## Task description:
Look through the records, and wherever the string "setJSON" turns up, copy out that line.

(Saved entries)
________________________

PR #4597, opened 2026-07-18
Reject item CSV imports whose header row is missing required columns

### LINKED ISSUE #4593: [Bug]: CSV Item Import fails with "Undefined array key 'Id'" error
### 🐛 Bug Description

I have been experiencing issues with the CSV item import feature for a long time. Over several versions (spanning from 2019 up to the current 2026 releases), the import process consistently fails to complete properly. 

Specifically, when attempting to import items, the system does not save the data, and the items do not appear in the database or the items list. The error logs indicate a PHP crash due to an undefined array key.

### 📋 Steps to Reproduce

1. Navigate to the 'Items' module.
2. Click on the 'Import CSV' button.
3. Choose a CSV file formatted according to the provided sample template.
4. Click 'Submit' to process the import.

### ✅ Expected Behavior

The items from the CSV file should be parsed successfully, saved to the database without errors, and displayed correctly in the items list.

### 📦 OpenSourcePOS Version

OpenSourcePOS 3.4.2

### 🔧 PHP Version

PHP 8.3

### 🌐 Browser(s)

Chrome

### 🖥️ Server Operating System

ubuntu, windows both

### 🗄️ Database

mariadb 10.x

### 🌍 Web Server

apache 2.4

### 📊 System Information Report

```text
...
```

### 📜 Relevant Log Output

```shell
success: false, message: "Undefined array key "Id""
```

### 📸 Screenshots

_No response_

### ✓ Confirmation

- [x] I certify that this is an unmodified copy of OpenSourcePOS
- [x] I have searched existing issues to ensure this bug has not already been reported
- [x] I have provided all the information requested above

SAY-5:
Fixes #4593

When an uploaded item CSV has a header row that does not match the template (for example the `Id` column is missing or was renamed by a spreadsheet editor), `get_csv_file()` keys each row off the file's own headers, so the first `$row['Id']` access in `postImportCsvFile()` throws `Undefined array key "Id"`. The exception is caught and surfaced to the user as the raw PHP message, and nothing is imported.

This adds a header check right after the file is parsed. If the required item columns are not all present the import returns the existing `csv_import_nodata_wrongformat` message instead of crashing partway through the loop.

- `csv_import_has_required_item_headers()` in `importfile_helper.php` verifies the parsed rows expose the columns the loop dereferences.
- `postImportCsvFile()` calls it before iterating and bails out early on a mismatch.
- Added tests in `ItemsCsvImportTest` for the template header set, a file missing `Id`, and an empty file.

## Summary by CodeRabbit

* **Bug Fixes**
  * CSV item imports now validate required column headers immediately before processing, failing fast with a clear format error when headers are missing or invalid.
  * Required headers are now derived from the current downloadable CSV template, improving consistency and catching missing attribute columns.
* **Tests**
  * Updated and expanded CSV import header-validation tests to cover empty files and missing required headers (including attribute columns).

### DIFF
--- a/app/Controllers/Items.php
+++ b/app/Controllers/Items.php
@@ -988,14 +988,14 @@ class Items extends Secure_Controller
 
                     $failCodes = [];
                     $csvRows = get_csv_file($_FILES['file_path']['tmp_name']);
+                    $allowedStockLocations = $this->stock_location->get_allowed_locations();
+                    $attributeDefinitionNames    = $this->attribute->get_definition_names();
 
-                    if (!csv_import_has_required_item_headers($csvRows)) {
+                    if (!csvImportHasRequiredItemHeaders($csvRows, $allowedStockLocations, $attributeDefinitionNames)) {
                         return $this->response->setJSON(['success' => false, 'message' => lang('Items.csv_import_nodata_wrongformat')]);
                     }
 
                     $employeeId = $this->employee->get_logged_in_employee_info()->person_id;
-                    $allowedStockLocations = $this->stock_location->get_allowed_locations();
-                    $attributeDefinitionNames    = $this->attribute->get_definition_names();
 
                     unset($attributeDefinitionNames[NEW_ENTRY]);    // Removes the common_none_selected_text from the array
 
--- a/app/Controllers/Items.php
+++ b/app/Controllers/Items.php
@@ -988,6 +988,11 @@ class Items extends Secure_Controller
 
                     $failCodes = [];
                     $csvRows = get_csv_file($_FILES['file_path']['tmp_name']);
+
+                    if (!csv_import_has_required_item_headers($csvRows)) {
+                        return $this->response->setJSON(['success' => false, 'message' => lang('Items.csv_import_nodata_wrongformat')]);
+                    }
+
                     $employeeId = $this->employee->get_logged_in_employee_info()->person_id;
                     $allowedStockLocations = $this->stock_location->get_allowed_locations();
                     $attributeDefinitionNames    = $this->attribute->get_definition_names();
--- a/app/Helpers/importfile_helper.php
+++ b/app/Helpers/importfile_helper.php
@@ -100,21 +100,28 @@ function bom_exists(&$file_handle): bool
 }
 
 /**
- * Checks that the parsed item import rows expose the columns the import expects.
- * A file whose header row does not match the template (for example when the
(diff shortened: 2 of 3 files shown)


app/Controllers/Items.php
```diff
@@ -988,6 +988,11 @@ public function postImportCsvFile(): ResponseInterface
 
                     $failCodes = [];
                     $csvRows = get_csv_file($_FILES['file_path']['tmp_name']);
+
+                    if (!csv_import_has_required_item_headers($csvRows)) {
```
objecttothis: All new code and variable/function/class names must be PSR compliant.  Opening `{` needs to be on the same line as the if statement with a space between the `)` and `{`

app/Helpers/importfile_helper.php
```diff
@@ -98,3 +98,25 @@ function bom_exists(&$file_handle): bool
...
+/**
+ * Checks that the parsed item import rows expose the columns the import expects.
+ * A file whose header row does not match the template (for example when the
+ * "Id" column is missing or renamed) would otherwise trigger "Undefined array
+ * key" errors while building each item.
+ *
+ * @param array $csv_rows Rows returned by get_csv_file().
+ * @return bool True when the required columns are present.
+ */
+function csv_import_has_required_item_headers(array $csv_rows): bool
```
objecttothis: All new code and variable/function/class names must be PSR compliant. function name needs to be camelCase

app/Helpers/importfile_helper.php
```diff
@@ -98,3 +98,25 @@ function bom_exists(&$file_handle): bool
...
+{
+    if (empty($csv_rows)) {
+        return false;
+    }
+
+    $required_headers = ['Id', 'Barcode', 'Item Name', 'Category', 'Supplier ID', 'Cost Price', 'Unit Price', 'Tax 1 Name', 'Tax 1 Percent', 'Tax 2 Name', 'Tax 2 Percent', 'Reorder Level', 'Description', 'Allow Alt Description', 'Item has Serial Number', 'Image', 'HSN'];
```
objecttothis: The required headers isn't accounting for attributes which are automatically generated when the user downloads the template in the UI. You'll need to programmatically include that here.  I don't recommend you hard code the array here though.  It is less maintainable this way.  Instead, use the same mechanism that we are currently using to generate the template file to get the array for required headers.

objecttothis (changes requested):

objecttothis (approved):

________________________

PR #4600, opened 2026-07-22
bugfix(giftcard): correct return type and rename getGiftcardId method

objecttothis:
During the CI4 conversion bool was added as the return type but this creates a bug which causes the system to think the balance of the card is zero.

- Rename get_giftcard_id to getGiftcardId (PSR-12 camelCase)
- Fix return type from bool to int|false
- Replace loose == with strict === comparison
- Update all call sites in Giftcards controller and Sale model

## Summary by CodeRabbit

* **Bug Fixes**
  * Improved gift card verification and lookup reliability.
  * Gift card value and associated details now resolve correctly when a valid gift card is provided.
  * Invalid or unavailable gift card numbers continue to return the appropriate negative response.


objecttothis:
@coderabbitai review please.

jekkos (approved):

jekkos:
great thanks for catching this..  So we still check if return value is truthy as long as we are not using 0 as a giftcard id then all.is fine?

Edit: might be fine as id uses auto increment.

________________________

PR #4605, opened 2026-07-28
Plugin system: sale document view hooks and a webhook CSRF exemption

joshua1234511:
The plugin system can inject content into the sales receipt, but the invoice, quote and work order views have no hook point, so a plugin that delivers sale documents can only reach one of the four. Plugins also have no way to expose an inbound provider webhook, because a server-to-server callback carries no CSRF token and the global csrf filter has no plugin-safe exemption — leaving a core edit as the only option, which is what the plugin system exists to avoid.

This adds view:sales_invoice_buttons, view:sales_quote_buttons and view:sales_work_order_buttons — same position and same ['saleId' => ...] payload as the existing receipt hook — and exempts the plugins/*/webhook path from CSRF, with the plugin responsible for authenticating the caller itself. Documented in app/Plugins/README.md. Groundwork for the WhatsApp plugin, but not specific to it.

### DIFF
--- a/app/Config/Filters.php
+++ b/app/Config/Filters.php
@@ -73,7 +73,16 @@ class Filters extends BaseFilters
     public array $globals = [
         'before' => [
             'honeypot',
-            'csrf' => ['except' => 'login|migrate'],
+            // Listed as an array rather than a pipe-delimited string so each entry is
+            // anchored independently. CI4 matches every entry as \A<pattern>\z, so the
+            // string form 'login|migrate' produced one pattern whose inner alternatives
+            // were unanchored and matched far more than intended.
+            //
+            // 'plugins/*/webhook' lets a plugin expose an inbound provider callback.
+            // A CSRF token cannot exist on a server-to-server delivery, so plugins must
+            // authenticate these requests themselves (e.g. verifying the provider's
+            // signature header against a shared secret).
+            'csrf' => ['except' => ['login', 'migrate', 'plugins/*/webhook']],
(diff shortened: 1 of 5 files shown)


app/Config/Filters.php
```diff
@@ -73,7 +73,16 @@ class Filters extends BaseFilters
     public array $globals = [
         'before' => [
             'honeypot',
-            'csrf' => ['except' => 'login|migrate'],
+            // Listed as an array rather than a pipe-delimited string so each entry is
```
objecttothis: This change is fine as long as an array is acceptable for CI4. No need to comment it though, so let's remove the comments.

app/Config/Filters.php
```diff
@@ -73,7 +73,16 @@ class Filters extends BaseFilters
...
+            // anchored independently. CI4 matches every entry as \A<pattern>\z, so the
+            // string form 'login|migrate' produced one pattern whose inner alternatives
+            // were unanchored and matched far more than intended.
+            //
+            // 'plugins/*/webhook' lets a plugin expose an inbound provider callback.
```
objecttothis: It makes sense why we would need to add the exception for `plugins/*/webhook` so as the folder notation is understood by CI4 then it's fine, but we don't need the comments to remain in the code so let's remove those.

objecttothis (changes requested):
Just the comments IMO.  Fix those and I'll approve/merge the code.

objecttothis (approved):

________________________

## Answer below:
                         return $this->response->setJSON(['success' => false, 'message' => lang('Items.csv_import_nodata_wrongformat')]);
+                        return $this->response->setJSON(['success' => false, 'message' => lang('Items.csv_import_nodata_wrongformat')]);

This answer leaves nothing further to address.